If you are a non-EU citizen, you need a Type D long-stay student visa, and the process has hard steps with fixed deadlines. You first secure an admission letter from the university; then you apply for the visa at the Belgian consulate, and the document that decides most cases is proof of sufficient means, set at €1,062 per month for 2026/27 (Belgian Immigration Office), shown through a scholarship, a Belgian guarantor, or funds in a blocked account released in monthly instalments. You also provide valid health insurance, a medical certificate and, in many cases, a police clearance, and you pay the visa fee plus a separate immigration handling contribution. Once in Belgium you register at the commune and collect a residence permit, which doubles as your Schengen travel document. None of it is exotic, but the proof-of-funds amount and the consular timing are where applications fail, so start in early summer — which is exactly why Antwerp’s 1 March application deadline for visa-needing students exists. For the full country picture, our Belgium guide covers the visa in detail.

Student life — Antwerp, not a campus

Antwerp gives you something most university towns cannot: a full-scale city, and one of Europe’s most distinctive. This is Belgium’s second city and its cultural capital, a port of about 540,000 people built on three industries that still define it — diamonds (around 80% of the world’s rough diamonds pass through the Antwerp district), fashion (the Antwerp Six made the city a global design name, and the Royal Academy of Fine Arts trains the next generation), and shipping (the Port of Antwerp-Bruges is the second-largest in Europe). Add Rubens, who lived and painted here; the Cathedral of Our Lady, a UNESCO World Heritage site; the MAS museum on the docks; and Antwerpen-Centraal, regularly voted one of the world’s most beautiful railway stations, and you have a backdrop no purpose-built campus can match.

Student life reflects that. The university’s main Stadscampus is woven into the historic centre, with the Drie Eiken (medical and science), Middelheim and Groenenborger campuses on the city’s edge, so you live among working professionals and tourists, not only other students. Nightlife is spread across the whole city rather than concentrated on one student strip, from the bars around the Ossenmarkt and the university quarter to the design-led cafés of Het Zuid. The Flemish student tradition is here too — faculty studentenclubs and praesidia run parties, lectures and the eccentric, voluntary initiation rituals (doop) — but it shares the stage with the life of a metropolis. Practically, Antwerp is 45 minutes by train from Brussels and the EU institutions, about an hour from Amsterdam, and a couple of hours from Paris and Cologne; the central position that makes Belgium such a good base applies in full. The weather is the standard grey-and-wet Benelux fare, so the students who thrive build routines and lean into the long light summer term.

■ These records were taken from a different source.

PR #1569, opened 2019-08-06
PP-5520 Delay state transition process w/ blocking queue

sfount:
State transition events are currently rate limited by a scheduled
executor service waiting delaying polling by 100ms. This ensures
Connector is not constantly polling but doesn't allow the in-memory
queue to be cleared effectively given many state transitions.

* Use the blocking queue poll timeout interface to wait for a `Delayed`
entry to become visible -- this includes the delay if there is nothing
to process but lets the emitter process all elements if there is backlog
* Just use an executor service as there is no scheduling required

### DIFF
--- a/src/main/java/uk/gov/pay/connector/events/StateTransitionEmitterProcess.java
+++ b/src/main/java/uk/gov/pay/connector/events/StateTransitionEmitterProcess.java
@@ -10,10 +10,12 @@ import uk.gov.pay.connector.queue.StateTransitionQueue;
 
 import javax.inject.Inject;
 import java.util.Optional;
+import java.util.concurrent.TimeUnit;
 
 public class StateTransitionEmitterProcess {
     private static final Logger LOGGER = LoggerFactory.getLogger(StateTransitionEmitterProcess.class);
 
+    private final long STATE_TRANSITION_PROCESS_DELAY_IN_MILLISECONDS = 100;
     private final StateTransitionQueue stateTransitionQueue;
     private final EventQueue eventQueue;
     private final EventFactory eventFactory;
@@ -29,8 +31,8 @@ public class StateTransitionEmitterProcess {
         this.eventFactory = eventFactory;
     }
 
-    public void handleStateTransitionMessages() {
-        Optional.ofNullable(stateTransitionQueue.poll())
+    public void handleStateTransitionMessages() throws InterruptedException {
+        Optional.ofNullable(stateTransitionQueue.poll(STATE_TRANSITION_PROCESS_DELAY_IN_MILLISECONDS, TimeUnit.MILLISECONDS))
                 .ifPresent(this::emitEvents);
     }
 
--- a/src/main/java/uk/gov/pay/connector/queue/StateTransitionQueue.java
+++ b/src/main/java/uk/gov/pay/connector/queue/StateTransitionQueue.java
@@ -1,16 +1,20 @@
 package uk.gov.pay.connector.queue;
 
-import java.util.Queue;
 import java.util.concurrent.DelayQueue;
+import java.util.concurrent.TimeUnit;
 
 public class StateTransitionQueue {
-    private final Queue<StateTransition> queue = new DelayQueue<>();
-    
+    private final DelayQueue<StateTransition> queue = new DelayQueue<>();
+
     public boolean offer(StateTransition stateTransition) {
         return queue.offer(stateTransition);
     }
-    
-    public StateTransition poll() {
-        return queue.poll();
+
+    public StateTransition poll(long timeout, TimeUnit unit) throws InterruptedException {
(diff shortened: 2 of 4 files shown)


src/main/java/uk/gov/pay/connector/queue/managed/QueueMessageReceiver.java
```diff
@@ -59,11 +59,7 @@ public void start() {
                 queueSchedulerThreadDelayInSeconds,
                 TimeUnit.SECONDS);
 
-        stateTransitionMessageExecutorService.scheduleWithFixedDelay(
-                this::stateTransitionMessageReceiver,
-                0,
-                100,
-                TimeUnit.MILLISECONDS);
+        stateTransitionMessageExecutorService.execute(this::stateTransitionMessageReceiver);
```
sfount: Looks like `execute` will only call the runnable once -- will either need to wrap in an interruptible thread or use something that will continuously call

src/main/java/uk/gov/pay/connector/queue/StateTransitionQueue.java
```diff
@@ -1,16 +1,20 @@
...
     }
-    
-    public StateTransition poll() {
-        return queue.poll();
+
+    public StateTransition poll(long timeout, TimeUnit unit) throws InterruptedException {
+        return queue.poll(timeout, unit);
+    }
+
+    public StateTransition poll() throws InterruptedException {
```
kbottla, line 18: This is now only used in test. Could be replaced by new method `poll(long timeout, TimeUnit unit)`

src/main/java/uk/gov/pay/connector/queue/managed/QueueMessageReceiver.java
```diff
@@ -9,6 +9,7 @@
 import uk.gov.pay.connector.paymentprocessor.service.CardCaptureProcess;
 
 import javax.inject.Inject;
+import java.util.concurrent.ExecutorService;
```
kbottla: Unused import

kbottla (commented):
Looks good to me. Added a couple of minor comments

src/main/java/uk/gov/pay/connector/queue/StateTransitionQueue.java
```diff
@@ -1,16 +1,20 @@
 package uk.gov.pay.connector.queue;
 
-import java.util.Queue;
 import java.util.concurrent.DelayQueue;
+import java.util.concurrent.TimeUnit;
 
 public class StateTransitionQueue {
-    private final Queue<StateTransition> queue = new DelayQueue<>();
-    
+    private final DelayQueue<StateTransition> queue = new DelayQueue<>();
```
mrlumbu: pedantry alert - would be a tiny bit nicer if you declared this as a `BlockingQueue` (i.e as the interface, not the implementation). Given this is `private final`, it doesn't make any difference functionally. It would possibly make it clearer how this all works however

src/main/java/uk/gov/pay/connector/events/StateTransitionEmitterProcess.java
```diff
@@ -29,8 +31,8 @@ public StateTransitionEmitterProcess(
         this.eventFactory = eventFactory;
     }
 
-    public void handleStateTransitionMessages() {
-        Optional.ofNullable(stateTransitionQueue.poll())
+    public void handleStateTransitionMessages() throws InterruptedException {
+        Optional.ofNullable(stateTransitionQueue.poll(STATE_TRANSITION_PROCESS_DELAY_IN_MILLISECONDS, TimeUnit.MILLISECONDS))
```
mrlumbu, line 35: I wonder if PaSTEE or the StateTransitionQueue itself should decide on the poll timeout?

src/main/java/uk/gov/pay/connector/queue/StateTransitionQueue.java
sfount: This is just a convenience method for anything calling the queue that doesn't want to wait if something isn't available instantly, can remove if needed but seems a sensible default

src/main/java/uk/gov/pay/connector/queue/StateTransitionQueue.java
sfount: Good suggestion! :done:

src/main/java/uk/gov/pay/connector/events/StateTransitionEmitterProcess.java
sfount: Going to leave for now as it allows other classes (tests etc.) to poll without blocking, we could move this if we end up polling in more than one place

kbottla (approved):
LGTM!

Careers — a port, a pharma cluster and the development world

A University of Antwerp degree opens onto an economy with serious depth, reflected in a THE industry-income score of 98.5 — near the global maximum — and a QS employment-outcomes score of 60.3. The most distinctive career pipeline is the one the rankings reward: through the Institute of Development Policy, Antwerp is one of Europe’s main feeders into the development sector — the UN system, the World Bank and regional development banks, the major NGOs, and government aid agencies — particularly for graduates of its development-evaluation and governance master’s. For anyone aiming at international development or humanitarian work, an IOB master’s is a recognised credential.

Beyond that, the city’s own economy hires. The Port of Antwerp-Bruges and the surrounding chemical and logistics cluster (one of the largest petrochemical hubs in the world sits on the docks) recruit engineers, economists and logistics specialists; the diamond trade and fashion industries give the city a commercial character all their own. In the sciences, Antwerp’s pharmaceutical and biomedical strengths feed the Belgian pharma and biotech sector, and the VIB-UAntwerp Center for Molecular Neurology anchors a research-to-industry pipeline, while the Antwerp Management School runs the executive and business-education side. Brussels and the EU institutions are 45 minutes away by train, putting the European-affairs job market within commuting distance.

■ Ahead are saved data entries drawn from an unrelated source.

PR #1579, opened 2019-08-09
Use shared job for running end to end tests

rhowe-gds:
Make connector behave like our other apps, where end to end is done in a
separate job.


SandorArpa (approved):
LOKTM

PR #1590, opened 2019-08-13
PP-5552 Emit refund availability update on payment creation

mrlumbu:
In order for ledger to know the refund availability of a payment throughout the whole lifecycle of the payment, we need to emit this on creation as well as at other points affecting refund availability.


kbottla (approved):
LGTM!

PR #1591, opened 2019-08-13
PP-5552 Emit refund availability updated events on all terminal trans…

mrlumbu:
…itions

We need to update refund availability of a payment whenever it reaches
a terminal state. This updates event factory to enable that.


src/main/java/uk/gov/pay/connector/common/model/domain/PaymentGatewayStateTransitions.java
```diff
@@ -200,6 +202,17 @@ private PaymentGatewayStateTransitions() {
                     }
                 });
     }
+    
+    public static List<Class> getAllEventsResultingInTerminalState() {
+        return getInstance().graph.edges()
+                .stream()
+                .filter(endpointPair -> getInstance().graph.successors(endpointPair.nodeV()).isEmpty())
```
sfount, line 208: :iq-200:

sfount (dismissed):

sfount (approved):

PR #1594, opened 2019-08-14
bau: Remove extra persistence id

oswaldquek:
There is already an `@Id` annotation on the chargeId


alexbishop1 (approved):
Yeah, that looks like it was a mistake.

PR #1600, opened 2019-08-15
PP-5544 Add 3ds_integration_version column

stephencdaly:
Add 3ds_integration_version column to the gateway_accounts table.
Current expected values are 1 or 2.

A value of 1 indicates the current 3DS integration should be used.
A value of 2, in the case of Worldpay gateway accounts for now, indicates that the 3DS Flex integration should be used.

### DIFF
--- a/src/main/resources/migrations.xml
+++ b/src/main/resources/migrations.xml
@@ -1181,4 +1181,21 @@
                 columnName="return_url" />
     </changeSet>
 
+    <changeSet id="add integration_version_3ds column to gateway_accounts table" author="">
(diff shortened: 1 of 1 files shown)


oswaldquek:
According to https://www.braintreepayments.com/blog/safe-operations-for-high-volume-postgresql/ - "Add a column with a default", the way to do this is 1) add the column 2) in another script add the default value 3) in another script set the column to be not null

stephencdaly:
@oswaldquek I've updated to do those things in multiple stages

oswaldquek (approved):

PR #1602, opened 2019-08-15
PP-5547 Add Json Web Token support

danworth:
Create a JWTFacade class to offer simple creation of JWTs. This uses
`io.jsonwebtoken` which is listed as a reputable library on `jwt.io`, it
has a simple builder pattern to generate the tokens and an Apach 2.0
licence. It enforces key strength when signing and will not permit the
use of a key considered too weak for the desired algorithm (e.g. for
HSA256 the key must be greater than 256 bits). Since the Worldpay test
token is only 288 bits and we cannot change it, this initial
implementation uses HSA256 to sign the JWT, which is supported by
Worldpay.

This commit includes the first public method on the facade to generate a
Worldpay 3DS Flex DDC token and a unit test to ensure the token, when
decoded includes the correct header and body elements.

## How to test
I've added a unit test but you can independently check this generates valid tokens using https://www.jsonwebtoken.io

### DIFF
--- a/pom.xml
+++ b/pom.xml
@@ -18,6 +18,7 @@
         <jooq.version>3.11.11</jooq.version>
         <postgresql.version>42.2.6</postgresql.version>
         <commons-lang3.version>3.9</commons-lang3.version>
+        <jjwt.version>0.10.7</jjwt.version>
     </properties>
     <repositories>
         <repository>
@@ -463,6 +464,23 @@
             <artifactId>testcontainers</artifactId>
             <version>1.12.0</version>
             <scope>test</scope>
+        </dependency>
+        <dependency>
+            <groupId>io.jsonwebtoken</groupId>
+            <artifactId>jjwt-api</artifactId>
+            <version>${jjwt.version}</version>
+        </dependency>
+        <dependency>
+            <groupId>io.jsonwebtoken</groupId>
+            <artifactId>jjwt-impl</artifactId>
+            <version>${jjwt.version}</version>
+            <scope>runtime</scope>
+        </dependency>
+        <dependency>
+            <groupId>io.jsonwebtoken</groupId>
+            <artifactId>jjwt-jackson</artifactId>
+            <version>${jjwt.version}</version>
+            <scope>runtime</scope>
         </dependency>
     </dependencies>
     <build>
--- a/src/test/java/uk/gov/pay/connector/charge/util/JwtGeneratorTest.java
+++ b/src/test/java/uk/gov/pay/connector/charge/util/JwtGeneratorTest.java
@@ -1,0 +1,39 @@
+package uk.gov.pay.connector.charge.util;
+
+
+import io.jsonwebtoken.Claims;
+import io.jsonwebtoken.Jws;
+import io.jsonwebtoken.Jwts;
+import org.junit.Test;
+
+import javax.crypto.spec.SecretKeySpec;
+
+import static org.hamcrest.CoreMatchers.is;
+import static org.hamcrest.CoreMatchers.notNullValue;
+import static org.hamcrest.MatcherAssert.assertThat;
+
+public class JwtGeneratorTest {
+
+    private static final JwtGenerator jwtGenerator = new JwtGenerator();
+
+    @Test
+    public void shouldCreateCorrectTokenForWorldpay3dsFlexDdc() {
+        String secret = "fa2daee2-1fbb-45ff-4444-52805d5cd9e0";
+        String issuer = "ME";
+        String orgId = "myOrg";
+
+        String token = jwtGenerator.createWorldpay3dsFlexDdcJwt(issuer, orgId, secret);
+
+        Jws<Claims> jws = Jwts.parser()
+                .setSigningKey(new SecretKeySpec(secret.getBytes(), "HmacSHA256"))
+                .parseClaimsJws(token);
+
+        assertThat(jws.getHeader().getAlgorithm(), is("HS256"));
+        assertThat(jws.getHeader().get("typ"), is("JWT"));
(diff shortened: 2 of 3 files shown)


pom.xml
```diff
@@ -464,6 +464,23 @@
...
+        <dependency>
+            <groupId>io.jsonwebtoken</groupId>
+            <artifactId>jjwt-impl</artifactId>
+            <version>0.10.7</version>
+            <scope>runtime</scope>
+        </dependency>
+        <dependency>
+            <groupId>io.jsonwebtoken</groupId>
+            <artifactId>jjwt-jackson</artifactId>
+            <version>0.10.7</version>
```
alexbishop1: Can you extract these version strings into a property?

src/main/java/uk/gov/pay/connector/charge/util/JwtFacade.java
```diff
@@ -0,0 +1,41 @@
...
+
+import io.jsonwebtoken.Jwts;
+import io.jsonwebtoken.SignatureAlgorithm;
+import uk.gov.pay.connector.util.RandomIdGenerator;
+
+import javax.crypto.spec.SecretKeySpec;
+import java.time.Instant;
+import java.util.Map;
+
+public class JwtFacade {
```
alexbishop1: I’d be really specific with this name and call it `Worldpay3dsFlexDdcJwtGenerator` or something. We’re going to want different JWTs in different places — if we have specific classes for generating each, we can inject just what we need wherever we need it.

src/main/java/uk/gov/pay/connector/charge/util/JwtFacade.java
```diff
@@ -0,0 +1,41 @@
...
+
+    /**
+     * Utility method to create a JWT token for Worldpay 3DS Flex DDC based upon the required claims
```
alexbishop1: “JWT token” = “JSON Web Token token” 😀

src/test/java/uk/gov/pay/connector/charge/util/JwtFacadeTest.java
```diff
@@ -0,0 +1,38 @@
...
+
+        String token = jwtFacade.createWorldpay3dsFlexDdcJwt(issuer, orgId, secret);
+
+        Jws<Claims> jws = Jwts.parser()
+                .setSigningKey(new SecretKeySpec(secret.getBytes(), "HmacSHA256"))
+                .parseClaimsJws(token);
+
+        assertThat(jws.getHeader().getAlgorithm(), is("HS256"));
+        assertThat(jws.getHeader().get("typ"), is("JWT"));
+        assertThat(jws.getBody().get("jti"), notNullValue());
```
alexbishop1: `is(notNullValue())` would be more consistent

alexbishop1 (changes requested):
Looks good — just a couple of things

pom.xml
danworth: yes good idea, I've got that change ready to go 👍

src/main/java/uk/gov/pay/connector/charge/util/JwtFacade.java
danworth: lol I thought I'd stopped myself from doing that. Removed 😄

src/main/java/uk/gov/pay/connector/charge/util/JwtFacade.java
danworth: Renamed it JwtGenerator and we can look at what abstraction or specificity is required as it's use evolves with the future planned uses.

src/test/java/uk/gov/pay/connector/charge/util/JwtFacadeTest.java
danworth: Done 👍

pom.xml
```diff
@@ -18,6 +18,7 @@
         <jooq.version>3.11.11</jooq.version>
         <postgresql.version>42.2.6</postgresql.version>
         <commons-lang3.version>3.9</commons-lang3.version>
+        <jsonwebtoken.version>0.10.7</jsonwebtoken.version>
```
alexbishop1: I’m being picky here but the library is called JJWT. It’s good to be unambiguous in case some horror means we end up with multiple JWT libraries!

src/test/java/uk/gov/pay/connector/charge/util/JwtGeneratorTest.java
```diff
@@ -0,0 +1,39 @@
...
+import static org.hamcrest.CoreMatchers.is;
+import static org.hamcrest.CoreMatchers.notNullValue;
+import static org.hamcrest.MatcherAssert.assertThat;
+
+public class JwtGeneratorTest {
+
+    private static final JwtGenerator jwtGenerator = new JwtGenerator();
+
+    @Test
+    public void shouldCreateCorrectTokenForWorldPay3ds2() {
```
alexbishop1: Missed this last time: can you make this `shouldCreateCorrectTokenForWorldpay3dsFlexDdc` or something, as we’ll be doing other Worldpay JWTs later.

alexbishop1 (changes requested):
Thanks for making the changes. Just a couple of tiny things…

pom.xml
danworth: Yes, don't worry about being picky, I'd rather you were.

src/test/java/uk/gov/pay/connector/charge/util/JwtGeneratorTest.java
danworth: Yeah 👍

alexbishop1 (approved):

The post-study advantage for an EU citizen is decisive: you can stay and work in Belgium with no permit and no time limit, so there is no Graduate-Route clock as in the UK. Non-EU graduates can apply for a search year (zoekjaar) to find qualifying work after finishing. Graduate salaries in Belgium run roughly €35,000–€48,000 gross a year to start, higher in pharma, finance and the EU institutions; Belgian taxes are heavy, but the healthcare and social system you pay into is among the best in Europe. For students weighing a development or policy career specifically, our Sciences Po guide offers a useful contrast — similar ambitions, higher cost.

How College Council helps

We built College Council to take the two things that most often derail an application off your plate: language preparation and a decentralised process that is easy to get wrong. Antwerp does not ask for the SAT, but every English-taught master’s demands a serious language score, typically IELTS 6.5–7.0 or TOEFL iBT 88–94, and our TOEFL app runs full TOEFL iBT practice tests with AI-graded speaking and writing feedback — the closest thing to the exam you can sit from home. If your plan also spans the US or one of the European universities that accept it, our SAT app runs the full digital SAT with adaptive practice; see our list of European universities that accept the SAT.

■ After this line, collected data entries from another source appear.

PR #1603, opened 2019-08-15
PP-5544 Include 3ds_integration_version in gateway account responses

stephencdaly:
Modify GatewayAccountEntity so that the value of the integration_version_3ds column is retrieved from and set in the database, giving it a default value of 1.

Include the value in gateway account API responses with the key "3ds_integration_version".

### DIFF
--- a/src/main/java/uk/gov/pay/connector/gatewayaccount/model/GatewayAccountEntity.java
+++ b/src/main/java/uk/gov/pay/connector/gatewayaccount/model/GatewayAccountEntity.java
@@ -42,13 +42,12 @@ import static org.apache.commons.lang3.StringUtils.isNotBlank;
 @SequenceGenerator(name = "gateway_accounts_gateway_account_id_seq",
         sequenceName = "gateway_accounts_gateway_account_id_seq", allocationSize = 1)
 public class GatewayAccountEntity extends AbstractVersionedEntity {
-    
+
     @Id
     @GeneratedValue(strategy = GenerationType.SEQUENCE, generator = "gateway_accounts_gateway_account_id_seq")
     @JsonIgnore
     private Long id;
 
-    //TODO: Should we rename the columns to be more consistent?
     @Column(name = "payment_provider")
     private String gatewayName;
 
@@ -92,6 +91,9 @@ public class GatewayAccountEntity extends AbstractVersionedEntity {
 
     @Column(name = "allow_zero_amount")
     private boolean allowZeroAmount;
+    
+    @Column(name = "integration_version_3ds")
+    private int integrationVersion3ds;
 
     @Column(name = "notify_settings", columnDefinition = "json")
     @Convert(converter = JsonToMapConverter.class)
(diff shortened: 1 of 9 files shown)


src/main/java/uk/gov/pay/connector/gatewayaccount/model/GatewayAccountEntity.java
```diff
@@ -92,6 +91,9 @@
 
     @Column(name = "allow_zero_amount")
     private boolean allowZeroAmount;
+    
+    @Column(name = "integration_version_3ds")
+    private int threeDSIntegrationVersion = 1;
```
oswaldquek: isn't the default already 1 in the database?

stephencdaly: yeh, but if this isn't a nullable field it will be initialised with a value of 0 won't it?

oswaldquek: i think this class is only ever instantiated by the JPA when looking up a gateway account entity from the database so it should be initialised with 1 by default.

oswaldquek: best way to find is remove the assignment to 1, and the ResourceIT tests in this PR should pass!

stephencdaly: Yeh it is required, because we create one of these when we insert a new gateway account.
I need to alter the tests a bit so they will fail if it isn't assigned to 1, so I'm going to force push some more changes (that include renaming variables). 
But I've tried and the assignment is required.

oswaldquek: Which test(s) fail if there is no assignment to 1?

stephencdaly: Just `GatewayAccountFrontendResourceIT.shouldGetGatewayAccountForExistingAccount`

oswaldquek: Hmm I guess one could also set `gatewayAccountEntity.setIntegrationVersion3ds(1);` in the `GatewayAccountObjectConverter.createEntityFrom`. I think this is preferred but I'll leave it to you to decide which is better.

oswaldquek (dismissed):

src/main/java/uk/gov/pay/connector/gatewayaccount/model/GatewayAccountEntity.java
stephencdaly: Yeh I think you're right, it makes more sense to do it there

stephencdaly: changed

oswaldquek (approved):

PR #1611, opened 2019-08-16
PP-5402-Modify domain objects and JSON serialization/deserialization classes-2

nimalank7:
## WHAT YOU DID

This PR modifies the TelephoneChargeRequest, TelephoneChargeResponse, ChargeEntity, CardDetailsEntity, PaymentOutcome and State by adding constructors, setters and changing from primitive type integer to the object type of Long.

This also modifies the TelephonePaymentJSONTest to pass in Long instead of int.

We can map amount, reference, description, status, email and cardDetails from the JSON into the ChargeEntity fields so we will need a constructor to take these. Any other remaining fields in the JSON will have to go into ExternalMetadata.

For constructing the TelephonePaymentResponse we need 2 constructors for State. This is because for success we don't want to return a code but with failure we do.

Since the Supplemental object in the JSON is optional then we need 2 constructors in PaymentOutcome to handle this (e.g. one that takes it one that doesn't). Since status in PaymentOutcome is always required in the JSON and since code won't be provided with status success we need a PaymentOutcome constructor that just takes in status.

Please review https://github.com/alphagov/pay-connector/pull/1610 before merging this PR in.

### DIFF
--- a/src/main/java/uk/gov/pay/connector/charge/model/CardDetailsEntity.java
+++ b/src/main/java/uk/gov/pay/connector/charge/model/CardDetailsEntity.java
@@ -43,6 +43,15 @@ public class CardDetailsEntity {
 
     public CardDetailsEntity() {
     }
+    
+    // For telephone payments
+    public CardDetailsEntity(LastDigitsCardNumber lastDigitsCardNumber, FirstDigitsCardNumber firstDigitsCardNumber, String cardHolderName, String expiryDate, String cardBrand) {
+        this.lastDigitsCardNumber = lastDigitsCardNumber;
+        this.firstDigitsCardNumber = firstDigitsCardNumber;
+        this.cardHolderName = cardHolderName;
+        this.expiryDate = expiryDate;
+        this.cardBrand = cardBrand;
+    }
 
     public CardDetailsEntity(FirstDigitsCardNumber firstDigitsCardNumber, LastDigitsCardNumber lastDigitsCardNumber, String cardHolderName, String expiryDate, String cardBrand, AddressEntity billingAddress) {
         this.lastDigitsCardNumber = lastDigitsCardNumber;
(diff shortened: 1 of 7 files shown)


nimalank7:
Rebased from updated master.

src/main/java/uk/gov/pay/connector/charge/model/CardDetailsEntity.java
```diff
@@ -43,6 +43,15 @@
 
     public CardDetailsEntity() {
     }
+    
+    // For telephone payments
```
mrlumbu, line 47: I wouldn't bother with this sort of comment - it doesn't add to any understanding, and is likely to become stale - maybe some other thing will be built that also needs this constructor in the future

src/main/java/uk/gov/pay/connector/charge/model/telephone/State.java
```diff
@@ -13,6 +13,12 @@
     public State() {
         // For Jackson serialization
     }
+    
+    public State(String status, Boolean finished, String message) {
```
mrlumbu, line 17: it would be good to understand why these changes are necessary - your PR describes what you have done, but not the rationale, which makes it hard to evaluate some of your choices

mrlumbu (changes requested):

src/main/java/uk/gov/pay/connector/charge/model/CardDetailsEntity.java
nimalank7: Sure I'll remove it.

src/main/java/uk/gov/pay/connector/charge/model/telephone/State.java
nimalank7: Apologies - for constructing the TelephonePaymentResponse I'll need a constructor which have these parameters. Similarly for persisting to the database I'll need to be able to store stuff from the JSON into the ExternalMetadata. I thought it'd be easier to just group these changes together. I'll update the PR description accordingly.

nimalank7: Yes - I've updated the PR description accordingly. The constructors are required for certain fields in the JSON being optional. The alternative I suppose is to use setters instead.

mrlumbu (approved):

Beyond the apps, the hard part of an Antwerp application is judgement: whether your field is one of the university’s standout strengths, how to time the 1 March non-EEA deadline against the earlier scholarship rounds, and how to read a master’s programme’s specific prerequisites. Register on College Council and you get the whole map in one place — we hold every university, the admission requirements and how to get in, the same dataset that powers this guide. Create your account or check your chances and start from a realistic, sourced shortlist. You can also explore the University of Antwerp’s full profile — campuses, programmes, rankings and fees — in our College Council Atlas.

Frequently Asked Questions

How much does the University of Antwerp cost for international students in 2026?

EEA students pay the regulated Flemish rate of €1,157 a year for a full 60-credit year (€299 fixed plus €14.30 per credit). Non-EEA students pay an institutional fee of €5,800 a year for a master’s (€400 plus €90 per credit), but outstanding non-EEA master’s students automatically receive a reduction to €3,100, and the non-EEA bachelor’s fee is €3,100. Add living costs of roughly €800–€1,100 a month in Antwerp, so a realistic all-in budget is about €10,000–€14,000 a year for an EU student and €13,000–€18,000 for a non-EU student — far below the UK or the US for a top-300 research university.

What is the University of Antwerp known for and how does it rank?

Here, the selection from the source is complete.